▶ **Work instructions**:
List each line of the data that holds the string "names".

▶ **Information**:

━━━━━━

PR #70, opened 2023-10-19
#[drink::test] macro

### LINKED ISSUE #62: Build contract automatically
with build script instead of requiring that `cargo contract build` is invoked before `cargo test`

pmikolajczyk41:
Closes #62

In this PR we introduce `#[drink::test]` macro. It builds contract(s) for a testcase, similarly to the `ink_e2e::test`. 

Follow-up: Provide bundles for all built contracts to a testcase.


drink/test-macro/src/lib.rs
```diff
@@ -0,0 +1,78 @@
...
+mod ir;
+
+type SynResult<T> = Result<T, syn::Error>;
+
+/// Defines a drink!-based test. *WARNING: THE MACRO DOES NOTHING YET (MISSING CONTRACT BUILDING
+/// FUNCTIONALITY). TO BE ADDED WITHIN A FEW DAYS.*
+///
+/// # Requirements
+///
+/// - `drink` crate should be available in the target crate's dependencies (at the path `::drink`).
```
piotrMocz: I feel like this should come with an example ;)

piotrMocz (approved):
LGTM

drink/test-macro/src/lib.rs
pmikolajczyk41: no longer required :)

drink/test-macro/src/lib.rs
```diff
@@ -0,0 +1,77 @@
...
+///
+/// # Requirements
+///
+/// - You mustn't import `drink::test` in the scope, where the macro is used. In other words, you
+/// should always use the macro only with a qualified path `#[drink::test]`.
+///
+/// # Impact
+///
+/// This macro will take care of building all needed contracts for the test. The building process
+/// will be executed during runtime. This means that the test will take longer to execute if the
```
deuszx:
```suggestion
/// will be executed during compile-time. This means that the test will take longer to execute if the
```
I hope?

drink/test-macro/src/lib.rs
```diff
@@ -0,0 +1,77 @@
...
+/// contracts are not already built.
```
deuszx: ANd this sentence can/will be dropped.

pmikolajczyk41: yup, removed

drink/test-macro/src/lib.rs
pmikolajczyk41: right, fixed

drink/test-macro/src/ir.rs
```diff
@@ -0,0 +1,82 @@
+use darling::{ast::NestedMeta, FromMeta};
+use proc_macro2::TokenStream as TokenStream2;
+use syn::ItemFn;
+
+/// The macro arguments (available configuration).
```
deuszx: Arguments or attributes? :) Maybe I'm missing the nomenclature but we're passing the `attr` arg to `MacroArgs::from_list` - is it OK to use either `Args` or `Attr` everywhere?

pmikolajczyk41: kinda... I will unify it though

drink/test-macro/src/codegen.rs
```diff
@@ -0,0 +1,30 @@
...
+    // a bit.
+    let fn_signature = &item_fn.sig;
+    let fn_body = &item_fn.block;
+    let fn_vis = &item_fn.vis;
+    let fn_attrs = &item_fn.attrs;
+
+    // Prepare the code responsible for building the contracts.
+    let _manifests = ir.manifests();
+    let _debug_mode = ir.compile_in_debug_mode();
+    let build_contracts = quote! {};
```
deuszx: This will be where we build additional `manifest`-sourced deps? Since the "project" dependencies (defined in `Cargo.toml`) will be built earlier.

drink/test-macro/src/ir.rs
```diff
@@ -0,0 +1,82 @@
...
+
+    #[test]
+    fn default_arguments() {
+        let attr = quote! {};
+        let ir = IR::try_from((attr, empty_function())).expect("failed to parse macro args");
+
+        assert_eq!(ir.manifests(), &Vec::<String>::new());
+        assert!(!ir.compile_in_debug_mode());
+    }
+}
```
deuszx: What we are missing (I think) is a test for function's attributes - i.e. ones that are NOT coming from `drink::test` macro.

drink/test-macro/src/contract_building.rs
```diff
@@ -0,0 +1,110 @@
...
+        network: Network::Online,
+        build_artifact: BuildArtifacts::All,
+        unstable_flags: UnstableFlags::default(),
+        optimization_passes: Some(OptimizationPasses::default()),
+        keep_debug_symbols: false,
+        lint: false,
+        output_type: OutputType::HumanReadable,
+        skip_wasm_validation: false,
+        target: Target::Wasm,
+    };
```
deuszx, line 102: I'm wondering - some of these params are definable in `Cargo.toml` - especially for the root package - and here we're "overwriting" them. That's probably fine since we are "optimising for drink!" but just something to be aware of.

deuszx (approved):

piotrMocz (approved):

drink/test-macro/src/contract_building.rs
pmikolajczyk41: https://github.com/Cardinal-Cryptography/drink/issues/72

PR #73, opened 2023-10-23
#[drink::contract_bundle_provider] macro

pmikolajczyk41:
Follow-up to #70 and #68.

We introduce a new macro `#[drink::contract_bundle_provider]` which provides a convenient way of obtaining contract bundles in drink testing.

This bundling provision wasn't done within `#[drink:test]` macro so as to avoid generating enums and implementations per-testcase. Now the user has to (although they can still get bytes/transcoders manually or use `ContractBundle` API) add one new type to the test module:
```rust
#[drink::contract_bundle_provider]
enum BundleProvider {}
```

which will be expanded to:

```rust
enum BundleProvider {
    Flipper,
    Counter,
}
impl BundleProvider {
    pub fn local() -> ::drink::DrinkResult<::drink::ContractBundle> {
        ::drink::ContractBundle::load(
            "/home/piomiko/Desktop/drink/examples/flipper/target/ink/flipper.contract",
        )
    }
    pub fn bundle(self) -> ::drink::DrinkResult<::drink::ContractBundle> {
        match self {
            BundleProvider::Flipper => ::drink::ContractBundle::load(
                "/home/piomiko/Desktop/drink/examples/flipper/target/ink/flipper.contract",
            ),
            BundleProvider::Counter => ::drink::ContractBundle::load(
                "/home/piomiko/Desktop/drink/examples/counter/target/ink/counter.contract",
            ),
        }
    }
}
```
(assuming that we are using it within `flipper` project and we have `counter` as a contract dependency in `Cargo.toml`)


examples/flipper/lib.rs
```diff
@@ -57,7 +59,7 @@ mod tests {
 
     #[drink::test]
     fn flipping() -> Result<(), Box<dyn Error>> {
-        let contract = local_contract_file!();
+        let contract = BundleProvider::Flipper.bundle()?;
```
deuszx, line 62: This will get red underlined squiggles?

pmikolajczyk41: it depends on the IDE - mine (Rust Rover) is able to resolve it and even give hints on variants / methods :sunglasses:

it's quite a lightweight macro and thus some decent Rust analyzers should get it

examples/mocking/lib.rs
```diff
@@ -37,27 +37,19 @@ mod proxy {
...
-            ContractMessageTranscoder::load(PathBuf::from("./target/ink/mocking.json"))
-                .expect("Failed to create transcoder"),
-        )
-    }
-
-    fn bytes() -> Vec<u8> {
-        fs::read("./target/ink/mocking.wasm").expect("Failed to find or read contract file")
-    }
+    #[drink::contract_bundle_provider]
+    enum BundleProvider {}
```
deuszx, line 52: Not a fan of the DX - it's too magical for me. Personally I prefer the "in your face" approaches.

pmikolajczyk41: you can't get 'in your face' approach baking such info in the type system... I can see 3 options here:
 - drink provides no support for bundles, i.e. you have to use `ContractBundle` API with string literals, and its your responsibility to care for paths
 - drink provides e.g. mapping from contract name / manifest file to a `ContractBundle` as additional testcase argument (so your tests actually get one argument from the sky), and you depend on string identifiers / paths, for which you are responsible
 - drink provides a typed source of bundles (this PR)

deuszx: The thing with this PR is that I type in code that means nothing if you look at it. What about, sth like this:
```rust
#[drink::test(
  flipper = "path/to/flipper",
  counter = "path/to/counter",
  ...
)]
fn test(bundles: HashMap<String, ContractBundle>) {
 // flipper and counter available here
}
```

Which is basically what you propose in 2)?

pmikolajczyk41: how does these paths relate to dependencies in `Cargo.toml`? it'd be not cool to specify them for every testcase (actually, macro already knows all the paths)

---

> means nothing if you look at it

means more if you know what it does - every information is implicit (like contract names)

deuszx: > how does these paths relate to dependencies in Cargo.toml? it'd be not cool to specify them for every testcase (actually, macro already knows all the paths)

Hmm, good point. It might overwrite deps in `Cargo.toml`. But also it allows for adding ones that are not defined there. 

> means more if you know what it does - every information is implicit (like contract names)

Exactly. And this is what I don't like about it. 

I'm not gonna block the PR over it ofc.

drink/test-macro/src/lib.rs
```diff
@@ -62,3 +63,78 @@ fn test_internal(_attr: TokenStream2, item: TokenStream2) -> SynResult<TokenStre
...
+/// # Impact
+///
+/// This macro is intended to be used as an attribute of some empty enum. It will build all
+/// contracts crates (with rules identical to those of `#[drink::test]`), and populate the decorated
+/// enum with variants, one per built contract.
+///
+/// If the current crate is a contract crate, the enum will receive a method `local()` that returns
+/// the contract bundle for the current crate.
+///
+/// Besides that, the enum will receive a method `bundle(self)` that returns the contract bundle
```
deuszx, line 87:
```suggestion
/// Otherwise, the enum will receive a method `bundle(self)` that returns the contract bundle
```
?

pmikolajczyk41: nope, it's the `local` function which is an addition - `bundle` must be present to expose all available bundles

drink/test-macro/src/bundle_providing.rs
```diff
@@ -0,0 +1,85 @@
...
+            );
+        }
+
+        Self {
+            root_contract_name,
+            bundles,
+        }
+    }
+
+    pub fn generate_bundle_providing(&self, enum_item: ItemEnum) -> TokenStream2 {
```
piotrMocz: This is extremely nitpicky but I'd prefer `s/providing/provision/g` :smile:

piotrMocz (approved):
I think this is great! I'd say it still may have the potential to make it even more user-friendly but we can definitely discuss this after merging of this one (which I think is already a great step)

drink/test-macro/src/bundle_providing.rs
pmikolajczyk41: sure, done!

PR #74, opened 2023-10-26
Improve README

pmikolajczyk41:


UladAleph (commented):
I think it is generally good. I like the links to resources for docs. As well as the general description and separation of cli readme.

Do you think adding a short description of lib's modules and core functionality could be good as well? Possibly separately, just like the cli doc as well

━━━━━━

▶ **Result for this exercise**:
means more if you know what it does - every information is implicit (like contract names)
> means more if you know what it does - every information is implicit (like contract names)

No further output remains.